**Collected data entries**
________________________

PR #837, opened 2025-06-24
SEP-837: Update authorization spec to clarify client type requirements

localden:
Related to this item in VS Code: https://github.com/microsoft/vscode/pull/252226

- Added OpenID Connect Dynamic Client Registration 1.0 to the list of referenced specifications
- Added comprehensive guidance for OIDC `application_type` parameter during Dynamic Client Registration


docs/specification/draft/basic/authorization.mdx
```diff
@@ -150,6 +151,25 @@ these authorization servers, MCP clients will have to either:
    OAuth client themselves (e.g., through a configuration interface hosted by the
    server).
 
+#### Application Type and Redirect URI Constraints
+
+When authorization servers support OpenID Connect (OIDC), they may enforce additional constraints on redirect URIs
```
nbarbettini:
```suggestion
When authorization servers support OpenID Connect (OIDC) and Dynamic Client Registration, they may enforce additional constraints on redirect URIs
```

docs/specification/draft/basic/authorization.mdx
```diff
@@ -150,6 +151,25 @@ these authorization servers, MCP clients will have to either:
...
+MCP clients **SHOULD** specify an appropriate `application_type` during Dynamic Client Registration:
+
+- **Native applications** (desktop applications, mobile apps, CLI tools) **SHOULD** use `application_type: "native"`
+- **Web applications** (browser-based applications) **SHOULD** use `application_type: "web"`
+
+##### Authorization Server Behavior
+
+Authorization servers implementing OIDC **MAY** enforce these constraints and **MAY** reject client registration requests
+that violate the redirect URI requirements for the specified application type, as defined in the
+[OpenID Connect Dynamic Client Registration 1.0 "Client Metadata" section](https://openid.net/specs/openid-connect-registration-1_0.html#ClientMetadata).
```
nbarbettini: This statement makes sense to me, but is it just re-stating "MAYs" from DCR? Or is it saying that authorization servers supporting MCP servers should do this?

docs/specification/draft/basic/authorization.mdx
```diff
@@ -150,6 +151,25 @@ these authorization servers, MCP clients will have to either:
...
+
+MCP clients **SHOULD** be prepared to handle registration failures due to redirect URI constraints and may need to adjust their `application_type` or redirect URIs accordingly.
```
nbarbettini:
```suggestion
MCP clients **SHOULD** be prepared to handle registration failures due to redirect URI constraints.
```

Feel free to ignore this suggestion if you don't like it -- I'm wondering if we can split up the spec requirement of "SHOULD handle registration failures" from the idea of adjusting the MCP client.

My thinking is: gracefully handling failures is something that all MCP clients should do, but it will likely be a developer decision in any given MCP client whether to adjust the `application_type`. In other words, I don't expect the MCP client to _autonomously_ adjust the `application_type` or redirect URIs.

docs/specification/draft/basic/authorization.mdx
```diff
@@ -165,6 +166,19 @@ these authorization servers, MCP clients will have to either:
...
+When authorization servers support OpenID Connect (OIDC) and Dynamic Client Registration, they may enforce additional constraints on redirect URIs
+based on the `application_type` parameter as defined in
+[OpenID Connect Dynamic Client Registration 1.0](https://openid.net/specs/openid-connect-registration-1_0.html).
+
+MCP clients **SHOULD** specify an appropriate `application_type` during Dynamic Client Registration:
+
+- **Native applications** (desktop applications, mobile apps, CLI tools) **SHOULD** use `application_type: "native"`
+- **Web applications** (browser-based applications) **SHOULD** use `application_type: "web"`
+
+MCP clients **SHOULD** be prepared to handle registration failures due to redirect URI constraints when authorization servers implement OIDC.
```
aaronpk: What are some actions client developers can do to be prepared for failures?

docs/specification/draft/basic/authorization.mdx
```diff
@@ -165,6 +166,19 @@ these authorization servers, MCP clients will have to either:
...
+#### Application Type and Redirect URI Constraints
+
+When authorization servers support OpenID Connect (OIDC) and Dynamic Client Registration, they may enforce additional constraints on redirect URIs
+based on the `application_type` parameter as defined in
+[OpenID Connect Dynamic Client Registration 1.0](https://openid.net/specs/openid-connect-registration-1_0.html).
+
+MCP clients **SHOULD** specify an appropriate `application_type` during Dynamic Client Registration:
+
+- **Native applications** (desktop applications, mobile apps, CLI tools) **SHOULD** use `application_type: "native"`
+- **Web applications** (browser-based applications) **SHOULD** use `application_type: "web"`
```
halter73:
```suggestion
- **Web applications** (remote browser-based applications) **SHOULD** use `application_type: "web"`
```

I imagine we still want to consider the application “native” if the normal way to use it is to run an HTTP server on localhost. These aren’t super common, but they do exist. https://github.com/getumbrel/llama-gpt is an example.

If even these should be considered “web” applications because you use your normal browser to access it rather than an electron shell or the like, we should probably clarify that further. While these apps do have commonalities with remote apps in that your relying on browser features like CORS for security unlike with electron apps, I think these apps have more in common with other native apps for the purpose of DCR since we’re dealing with more easily interceptable redirect_uris.

nbarbettini (commented):
LGTM, but also want @wdawson's review since he has worked through a number of buggy server implementations out in the wild related to this.

docs/specification/draft/basic/authorization.mdx
```diff
@@ -332,6 +333,33 @@ OAuth 2.0 Dynamic Client Registration Protocol [RFC7591](https://datatracker.iet
...
+  `application_type: "web"`
+
+MCP clients **SHOULD** be prepared to handle registration
+failures due to redirect URI constraints when authorization
+servers implement OIDC. When a registration request is rejected,
+clients **SHOULD** surface a meaningful error to the user or
+developer. Clients **MAY** retry registration with an adjusted
+`application_type` or with redirect URIs that conform to the
+authorization server's requirements for the given application
+type.
```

________________________

**Task to carry out**
Print each entry above word for word, leaving none out.

**Exercise solution**
PR #837, opened 2025-06-24
SEP-837: Update authorization spec to clarify client type requirements

localden:
Related to this item in VS Code: https://github.com/microsoft/vscode/pull/252226

- Added OpenID Connect Dynamic Client Registration 1.0 to the list of referenced specifications
- Added comprehensive guidance for OIDC `application_type` parameter during Dynamic Client Registration


docs/specification/draft/basic/authorization.mdx
```diff
@@ -150,6 +151,25 @@ these authorization servers, MCP clients will have to either:
    OAuth client themselves (e.g., through a configuration interface hosted by the
    server).
 
+#### Application Type and Redirect URI Constraints
+
+When authorization servers support OpenID Connect (OIDC), they may enforce additional constraints on redirect URIs
```
nbarbettini:
```suggestion
When authorization servers support OpenID Connect (OIDC) and Dynamic Client Registration, they may enforce additional constraints on redirect URIs
```

docs/specification/draft/basic/authorization.mdx
```diff
@@ -150,6 +151,25 @@ these authorization servers, MCP clients will have to either:
...
+MCP clients **SHOULD** specify an appropriate `application_type` during Dynamic Client Registration:
+
+- **Native applications** (desktop applications, mobile apps, CLI tools) **SHOULD** use `application_type: "native"`
+- **Web applications** (browser-based applications) **SHOULD** use `application_type: "web"`
+
+##### Authorization Server Behavior
+
+Authorization servers implementing OIDC **MAY** enforce these constraints and **MAY** reject client registration requests
+that violate the redirect URI requirements for the specified application type, as defined in the
+[OpenID Connect Dynamic Client Registration 1.0 "Client Metadata" section](https://openid.net/specs/openid-connect-registration-1_0.html#ClientMetadata).
```
nbarbettini: This statement makes sense to me, but is it just re-stating "MAYs" from DCR? Or is it saying that authorization servers supporting MCP servers should do this?

docs/specification/draft/basic/authorization.mdx
```diff
@@ -150,6 +151,25 @@ these authorization servers, MCP clients will have to either:
...
+
+MCP clients **SHOULD** be prepared to handle registration failures due to redirect URI constraints and may need to adjust their `application_type` or redirect URIs accordingly.
```
nbarbettini:
```suggestion
MCP clients **SHOULD** be prepared to handle registration failures due to redirect URI constraints.
```

Feel free to ignore this suggestion if you don't like it -- I'm wondering if we can split up the spec requirement of "SHOULD handle registration failures" from the idea of adjusting the MCP client.

My thinking is: gracefully handling failures is something that all MCP clients should do, but it will likely be a developer decision in any given MCP client whether to adjust the `application_type`. In other words, I don't expect the MCP client to _autonomously_ adjust the `application_type` or redirect URIs.

docs/specification/draft/basic/authorization.mdx
```diff
@@ -165,6 +166,19 @@ these authorization servers, MCP clients will have to either:
...
+When authorization servers support OpenID Connect (OIDC) and Dynamic Client Registration, they may enforce additional constraints on redirect URIs
+based on the `application_type` parameter as defined in
+[OpenID Connect Dynamic Client Registration 1.0](https://openid.net/specs/openid-connect-registration-1_0.html).
+
+MCP clients **SHOULD** specify an appropriate `application_type` during Dynamic Client Registration:
+
+- **Native applications** (desktop applications, mobile apps, CLI tools) **SHOULD** use `application_type: "native"`
+- **Web applications** (browser-based applications) **SHOULD** use `application_type: "web"`
+
+MCP clients **SHOULD** be prepared to handle registration failures due to redirect URI constraints when authorization servers implement OIDC.
```
aaronpk: What are some actions client developers can do to be prepared for failures?

docs/specification/draft/basic/authorization.mdx
```diff
@@ -165,6 +166,19 @@ these authorization servers, MCP clients will have to either:
...
+#### Application Type and Redirect URI Constraints
+
+When authorization servers support OpenID Connect (OIDC) and Dynamic Client Registration, they may enforce additional constraints on redirect URIs
+based on the `application_type` parameter as defined in
+[OpenID Connect Dynamic Client Registration 1.0](https://openid.net/specs/openid-connect-registration-1_0.html).
+
+MCP clients **SHOULD** specify an appropriate `application_type` during Dynamic Client Registration:
+
+- **Native applications** (desktop applications, mobile apps, CLI tools) **SHOULD** use `application_type: "native"`
+- **Web applications** (browser-based applications) **SHOULD** use `application_type: "web"`
```
halter73:
```suggestion
- **Web applications** (remote browser-based applications) **SHOULD** use `application_type: "web"`
```

I imagine we still want to consider the application “native” if the normal way to use it is to run an HTTP server on localhost. These aren’t super common, but they do exist. https://github.com/getumbrel/llama-gpt is an example.

If even these should be considered “web” applications because you use your normal browser to access it rather than an electron shell or the like, we should probably clarify that further. While these apps do have commonalities with remote apps in that your relying on browser features like CORS for security unlike with electron apps, I think these apps have more in common with other native apps for the purpose of DCR since we’re dealing with more easily interceptable redirect_uris.

nbarbettini (commented):
LGTM, but also want @wdawson's review since he has worked through a number of buggy server implementations out in the wild related to this.

docs/specification/draft/basic/authorization.mdx
```diff
@@ -332,6 +333,33 @@ OAuth 2.0 Dynamic Client Registration Protocol [RFC7591](https://datatracker.iet
...
+  `application_type: "web"`
+
+MCP clients **SHOULD** be prepared to handle registration
+failures due to redirect URI constraints when authorization
+servers implement OIDC. When a registration request is rejected,
+clients **SHOULD** surface a meaningful error to the user or
+developer. Clients **MAY** retry registration with an adjusted
+`application_type` or with redirect URIs that conform to the
+authorization server's requirements for the given application
+type.
```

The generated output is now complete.